Matching Subsequences LeetCode 792 Guide

LeetCode 792 — Number of Matching Subsequences — gives you a string s and an array of strings words. Return the number of words that are subsequences of s. A subsequence is formed by deleting zero or more characters from s without changing the order of remaining characters.

The naive approach checks each word against s using the standard two-pointer subsequence check in O(|s|) per word, giving O(|s| * |words|) total. When s is long (up to 50,000) and there are many words (up to 5,000), this can be slow. We need to preprocess s for faster lookups.

Two efficient approaches exist: binary search on character indices (preprocess once, then binary search per character per word) and the bucket iterator approach (process s once while advancing all words simultaneously). Both avoid redundant scanning of s.

Preprocess s by building a map from each character to the sorted list of its indices in s. For example, if s = "abcde", then map[a] = [0], map[b] = [1], etc. If s = "aabbc", then map[a] = [0,1], map[b] = [2,3], map[c] = [4].

For each word, simulate the subsequence check. Maintain a pointer pos = -1 representing the last matched index in s. For each character c in the word, binary search in map[c] for the smallest index greater than pos. If found, update pos to that index. If not found, the word is not a subsequence.

The binary search uses bisect_right (or upper_bound in C++) on the sorted index list. Each character lookup is O(log k) where k is the number of occurrences of that character in s. Total time is O(|s| + sum of word lengths * log(|s|)).

Create 26 buckets, one per lowercase letter. For each word, place an iterator (word_index, char_index) into the bucket corresponding to the word's first character. This groups all words by the next character they need to match.

Scan through s one character at a time. For character s[i], process all iterators in that character's bucket. Each iterator advances to its next character. If the word is fully matched, increment the count. Otherwise, move the iterator to the bucket for the next needed character.
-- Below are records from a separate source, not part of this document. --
PR #1444, opened 2019-10-26
Add chinese translation of install section

wangkirin:
**How is the fix applied?**

Add chinese translation of install section


wangkirin:
> @wangkirin this is amazing. Thank you so much for adding these documentation 🎉 🚀 :shipit:

thank you for your reply 
I will try to keep contributing to Athens  : )

PR #1445, opened 2019-10-29
SystemD installation

### LINKED ISSUE #1354: Is there interest in SystemD installation?
It's generally quite easy to install Go services on Linux systems that support [SystemD](https://en.wikipedia.org/wiki/Systemd). For such servers, Docker is an unnecessary dependency and unwanted overhead. For example, I already run [Caddy](https://caddyserver.com/) this way in Ubuntu.

Is there much interest in running Athens this way? If so, I can help get it started.

rickb777:
This provides a SystemD installation script and instructions, targetted at Linux administrators.

See issue #1354 

Editor: I'm adding the following line to close out #1354 when this is merged:_
Closes #1354


rickb777:
`go.sum` is changed by the Go tools; I never edit it manually. Presumably, that's why it changed in this case and the changes are immaterial (unlike any changes to `go.mod`).

arschles:
@rickb777 I should have asked the question differently - what `go` commands did you run in your branch that changed the `go.sum` file? I ask because there are no changes to any go code in here.

arschles:
On hold until we fix https://github.com/gomods/athens/issues/1478. The build is failing but it isn't this PR's fault.

PR #1455, opened 2019-11-09
Install git-lfs on proxy container

### LINKED ISSUE #1448: Git Large File Storage (LFS) support
Yes, Athens generates an invalid checksum for go packages that have files stored in [git-lfs](https://git-lfs.github.com) (as it's not downloading them and instead hashing the text file).

Would be great if we could install `git-lfs` in the docker container.

Well we could stop using git-lfs in go packages. Not really a good alternative though.

**Additional context**
This happened in a private repository that is cloned by Athens directly.

bahlo:

For repositories that store files in git-lfs, the checksum will
differ for clients with and without git-lfs. Clients without git-lfs
will use the [git-lfs pointer](https://github.com/git-lfs/git-lfs/blob/master/docs/spec.md#the-pointer) for calculation, clients with will use
the real files.

**How is the fix applied?**

git-lfs is installed with the other utilities in the `cmd/proxy/Dockerfile`.

Fixes #1448

### DIFF
--- a/cmd/proxy/Dockerfile
+++ b/cmd/proxy/Dockerfile
@@ -25,7 +25,7 @@ COPY --from=builder /go/src/github.com/gomods/athens/config.dev.toml /config/con
 COPY --from=builder /usr/local/go/bin/go /bin/go
 
 # Add tini, see https://github.com/gomods/athens/issues/1155 for details.
-RUN apk add --update bzr git mercurial openssh-client subversion procps fossil tini && \
+RUN apk add --update bzr git git-lfs mercurial openssh-client subversion procps fossil tini && \
 	mkdir -p /usr/local/go
 
 EXPOSE 3000


bahlo:
Sure, I'll check out how to test this 👍 

Not sure if this is the right place to talk about it, but I guess I'll need to add a module with some `git-lfsed` files to [github.com/athens-artifacts/happy-path](https://github.com/athens-artifacts/happy-path)? That module should probably also be on the `athens-artifacts` org, right?

arschles:
>Sure, I'll check out how to test this 👍

Thanks!

>Not sure if this is the right place to talk about it

Here is fine, or you can open a new issue. Your choice

>I guess I'll need to add a module with some git-lfsed files to github.com/athens-artifacts/happy-path? That module should probably also be on the athens-artifacts org, right?

Yea, git-lfsed files would fit well in that repository. I would create a new module in there so that we can isolate the tests a bit more

PR #1458, opened 2019-11-11
WIP: Add support for IAM proxies for S3

### LINKED ISSUE #1452: Support for KIAM and kube2iam for S3 storage
In our Kubernetes environment, we don't put our AWS creds on our pods, but rather, we use KIAM and proxy all our AWS requests through it where it then attaches the correct creds based on the IAM role we annotate the pods with. I would think a good feature would be to specify an environment variable (something like `USE_KUBE_IAM_ROLE`) that when set to true bypasses the AWS cred provider initialization in s3.go

1) specify an environment variable (something like `USE_KUBE_IAM_ROLE`)
2) When the above env variable is set to true, bypass the AWS cred provider initialization in s3.go and go straight to creating the AWS Session
3) Add a field in the helm template to specify a pod annotation for the IAM Role and the new environment variable.

**Additional context**
I have a fork with this change but I was having issues with github creds locally, I can post it when I have resolved these.

aaqel-s:
Adding support for AWS IAM proxies in Kubernetes

Currently, S3 support in S3s only supports AWS configuration using Hardcoded credentials. Our application of K8s uses KIAM avoid using hardcoded creds for AWS by having AWS requests proxied through a sidecar that injects credentials based on the IAM role of the pod.

**How is the fix applied?**

Added an environment variable to enable support for IAM proxies and then added an if statement in s3.go to bypass the AWS cred provider (which is not needed when using a proxy.

Added two flags to Helm to configure IAM support and the particular role a user wants the proxy attached to.

Verified with `make docker` and running in our k8s cluster.

Fixes #1452


arschles:
@aaqel-s If you're still interested in this PR, let me know and I can give it a review. It looks really good!

aaqel-s:
Will, do! There's some things I need to take care of on my end, and once I do, I'll reopen it.

arschles:
Awesome! We'll look out for it when you reopen it 😄 💚

Issue #1460, opened 2019-11-13
Add some GitHub Actions


arschles:
**Is your feature request related to a problem? Please describe.**

Not related to a problem

**Describe the solution you'd like**

We opened #808 to discuss how we might use GitHub actions. At the time, this repo didn't have actions enabled. Now that it does, we should try them out for some of the things in that thread.

**Describe alternatives you've considered**

We could do nothing!

**Additional context**

teaguecole:
I will start working on `We could publish a tweet to the @gomodsio Twitter account when we publish a new GitHub release`.  Not sure if this is the best way to manage/track which of the ideas in #808 are being worked on.

arschles:
@teaguecole awesome. thanks!

arschles:
>Not sure if this is the best way to manage/track which of the ideas in #808 are being worked on.

@teaguecole I will rename this issue specific to the twitter action, so we can track just that here. We can open issues for other specific actions as we go, then, and track things more easily.

keremgocen:
Anyone is working on this? I’d like to have a go of not or if anyone needs help.

teaguecole:
@keremgocen I was going to wok on doing the twitter thing but ive been busy with work. If you get to it, go for it.

jtn7:
I have the action ready for this. I just have some questions before I make a pull request.

**Q:** Do you need a tweet for pre-releases or just releases? 

**Q:** What should the message format be? `v0.9.0 is out` `v0.9.0 pre-release is out`

**Q:** The workflow has to be in the branch where you're creating the release from so I'm guessing this will be a pull request into `main`?

PR #1462, opened 2019-11-13
Adding YAML for a GH Action

arschles:

None

**How is the fix applied?**

I added `.github/workflows/go.yml` to set up a basic GitHub action

Ref #1460


arschles:
Closing in favor of #1463, that seems to have triggered the action, not this one 🤷‍♂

After scanning all of s, the count gives the answer. Each iterator advances exactly once per character it matches, and each character in s processes only the iterators in its bucket. Total work is O(|s| + sum of word lengths).

Consider s = "abcde", words = ["a", "bb", "acd", "ace"]. Binary search approach: map = {a:[0], b:[1], c:[2], d:[3], e:[4]}. Word "a": search a for index > -1, found 0. Matched! Word "bb": search b for >-1, found 1. Search b for >1, none found. Not a subsequence.

Word "acd": search a for >-1 → 0. Search c for >0 → 2. Search d for >2 → 3. Matched! Word "ace": search a for >-1 → 0. Search c for >0 → 2. Search e for >2 → 4. Matched! Answer: 3.

Bucket approach: initial buckets: a→["a"@0, "acd"@0, "ace"@0], b→["bb"@0]. Scan s[0]=a: process 3 iterators. "a" fully matched (count=1). "acd" advances to c bucket. "ace" advances to c bucket. Scan s[1]=b: process "bb"@0, advances to b bucket at @1. Scan s[2]=c: process "acd"@1→d bucket, "ace"@1→e bucket. And so on. Final count: 3.

Python binary search: from bisect import bisect_left. Build char_indices with defaultdict(list). For each word, iterate characters and bisect for next index. If bisect result equals list length, break (not subsequence). Else update pos.

Python bucket approach: use deque of (word, index) pairs in 26 buckets. Iterate through s, processing and redistributing iterators. Count fully matched words. This approach is elegant but requires careful iterator management.

Java binary search: use a List<List<Integer>> of size 26 for character indices. Use Collections.binarySearch or a manual upper-bound search. Java's binarySearch returns -(insertion_point)-1 for missing values, which needs careful handling to extract the next valid index.

Binary search approach: O(|s| + W * log(|s|)) time where W is the total length of all words. Preprocessing s takes O(|s|). Each character in each word requires one binary search in a list of at most |s| elements. Space is O(|s|) for the index map.

Bucket iterator approach: O(|s| + W) time. Scanning s is O(|s|). Each character in each word is processed exactly once when its iterator advances. Space is O(W) for the iterator queues.

Both are significant improvements over the naive O(|s| * |words|) approach. The bucket approach is theoretically optimal but the binary search approach has a smaller constant factor in practice due to simpler data structures.

Is Subsequence (LeetCode 392) is the single-word version of this problem. The two-pointer check for one word is the building block. Number of Matching Subsequences extends it to handle many words efficiently by preprocessing s.

Shortest Way to Form String (LeetCode 1055) asks how many copies of s you need to concatenate to form a target string using subsequences. It uses the same character-index-map + binary search technique but wraps around when reaching the end of s.

Longest Common Subsequence (LeetCode 1143) and Distinct Subsequences (LeetCode 115) are DP-based subsequence problems. While they use different algorithms, practicing them alongside binary-search-based problems builds a complete toolkit for subsequence questions.